Removing n-number of rows before and after missing value row(s)

Dear KNIMErs,

I need to remove a certain n-number of rows (with value) that come before and after missing value row(s).
Below is a rough descriptive visual of the problem.

The dataset is huge, consisting of > 3mln rows. I’m trying to figure out what kind of combination of nodes can help me achieve this.

Context of the problem: The removal of data would help to get rid of the noise in the data. As I observe, there are sudden drops in values around missing value rows, so these need to be removed. Later, I will do a linear interpolation.

Thank you!
Odko

Hi Odko,
first of all i would create a column with a row number ($rowindex$).
second build increasing groupid value for each change of true and false.
third group by the groupid column to get the max. row number for each group.
fourth join the grouped information to your source table.
fifthly you can now apply filter rules.

BR
Hermann

Hi Odko,
try this: removing.knwf (77.3 KB)


i’ve arbitrarily set the number of row to 3.

Luca

1 Like

Hi Luca,

Thanks a lot for helping build the knime flow!
The method looks very easy and useful!

I just realised that the way I formulated my question was not clear enough… The n-rows actually should not be removed, but the values should be replaced by missing values.

As shown below:

I’ve developed a knimeflow that gives what I need (see the output screenshot below: it shows that there was one False value (yellow highlight), and values were removed from 17 rows above and 17 rows below):

However, there is another challenge that I encountered: sometimes, there might be (less than 17 rows of True values surrounded by False values as shown below:

I wonder how a knimeflow can be improved to handle such challenge…
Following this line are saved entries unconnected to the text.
Issue #2943, opened 2024-05-27
New device Ecowitt water sensor, PN WN34D


Mart124:
Hello,

Ecowitt does a water temperature sensor, PN [WN34D](https://www.ecowitt.com/shop/goodsDetail/294), [user manual](https://osswww.ecowitt.net/uploads/20230919/WN34D%20Manual.pdf).

Here are then some samples from it : [WN34D.zip](https://github.com/merbanan/rtl_433/files/15458982/WN34D.zip)

g001_868.34M_250k.cu8 : 20.3°C
g001_868.34M_1000k.cu8 : 25.7°C
g002_868.34M_250k.cu8 : -4.9°C
g002_868.34M_1000k.cu8 : -9.0°C

It is decoded by protocol 221, but with a 40°C offset for positive values, and another one for negative values...

Could we have a look to properly support it please ?

Thank you very much 👍

ProfBoc75:
Hi @Mart124:

Yes, there is a gap at the data layout for the Temp.

The current decoder could be updated accordingly.

Current data layout:

    TYPE 8h ID 24h NOT_USED 5h TEMP_RAW 11s  NOT_USED 1b BAT 7d CRC 8h CHECKSUM 8h TRAIL_BYTE 12h 2x

New one:

    TYPE 8h ID 24h SUB_TYPE 4h TEMP_RAW 12s  NOT_USED 1b BAT 7d CRC 8h CHECKSUM 8h TRAIL_BYTE 12h 2x
 
    If SUB_TYPE = 0   = WN34L, Current decoder, temp = (Temp_raw - 400) * 0.1f
    If SUB_TYPE = 0x4 = WN34D, No Temp offset , temp = Temp_raw * 0.1f

[...]

PR #2944, opened 2024-05-28
Add Support for Ecowitt WN34D and improve FineOffset WN34

ProfBoc75:
Related to issue #2943 

Update the existing decoder to take into account this model WN34D, temperature without offset.
Few document updates and improvement.

### DIFF
--- a/README.md
+++ b/README.md
@@ -306,7 +306,7 @@ See [CONTRIBUTING.md](./docs/CONTRIBUTING.md).
     [218]  Microchip HCS200/HCS300 KeeLoq Hopping Encoder based remotes (FSK)
     [219]  Fine Offset Electronics WH45 air quality sensor
     [220]  Maverick XR-30 BBQ Sensor
-    [221]  Fine Offset Electronics WN34 temperature sensor
+    [221]  Fine Offset Electronics WN34S/L/D and Froggit DP150/D35 temperature sensor
     [222]  Rubicson Pool Thermometer 48942
     [223]  Badger ORION water meter, 100kbps (-f 916.45M -s 1200k)
     [224]  GEO minim+ energy monitor
--- a/src/devices/fineoffset_wn34.c
+++ b/src/devices/fineoffset_wn34.c
@@ -14,23 +14,26 @@
 /**
 Fine Offset Electronics WN34 Temperature Sensor.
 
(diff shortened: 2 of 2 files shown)


zuckschwerdt:
I think `subtype` might be a good choice here as it is a different "function" (coding of the value) in the same protocol.
But this will be a breaking change as the subtype is part of the MQTT key.

As a rare exception I would rather change the "model" key here to not break existing usage, i.e.
```
"model", "", DATA_COND, sub_type != 4, DATA_STRING, "Fineoffset-WN34",
"model", "", DATA_COND, sub_type == 4, DATA_STRING, "Fineoffset-WN34D",
```
and don't report `subtype`.

What do you think?

ProfBoc75:
> I think `subtype` might be a good choice here as it is a different "function" (coding of the value) in the same protocol. But this will be a breaking change as the subtype is part of the MQTT key.
> 
> As a rare exception I would rather change the "model" key here to not break existing usage, i.e.
> 
> ```
> "model", "", DATA_COND, sub_type != 4, DATA_STRING, "Fineoffset-WN34",
> "model", "", DATA_COND, sub_type == 4, DATA_STRING, "Fineoffset-WN34D",
> ```
> 
> and don't report `subtype`.
> 
> What do you think?

Yes, good approach, I'm updating the decoder. Instead, I will add the subtype as a verbose message.
Because we know the sub-type is 0x4 for WN34D, and it's 0x0 for WN34L ( cu8 files from this [PR at rtl_433_tests](https://github.com/merbanan/rtl_433_tests/pull/426)), but we don't know for other models, may be other values than 0 & 4, I would like to catch, the reason why I'm asking for some feedback in the issue.

In the same time, I was also wondering how to show this model, because the decoder is always reporting WN34, and yet it's able to decode other models WN34L/S and D, your approach answers to this concern, and I will enrich also the name accordingly.

Good point, thx.

Mart124:
Many thanks @ProfBoc75 for your work and @zuckschwerdt for your review 👍
Could we think about merging this patch if everything is OK with it ? So that we can begin using it :)
Thank you again !

zuckschwerdt:
Guess it doesn't matter too much, we can further enlarge the allowed length to 500. Do you want to PR the change?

PS: The rule is that 17 rows above from the first False value, and 17 rows below the last False value should be replaced with a missing value cell.

Thanks!
Odko

Thank you Hermann for describing the flow design. I couldn’t literally implement the second point, but I used a workaround that helped to differentiate the first and last false values by using lag column node. However, while running loops, I encountered another problem, which is in detail described in my reply to Luca_Italy.

Thank you,
Odko

Hi @Odko

A nice challenge. See this workflow removing_2.knwf (131.5 KB) where you can modify the number of Counting Loops to determine how many records before and after a missing value sequence you want to make missing also.


gr. Hans

Hi Odko,
is it possible to uploade an example file and your current workflow?
If you can assign a specific ID (counter) for each group (based on my suggestion) you have the option with the group by node to determine the minimum row, maximum row, count of rows for each group and you are able to set your rules based on this information.

Q: what shold happen if there are equal or less than 17 rows available?

BR
Hermann

This topic was automatically closed 182 days after the last reply. New replies are no longer allowed.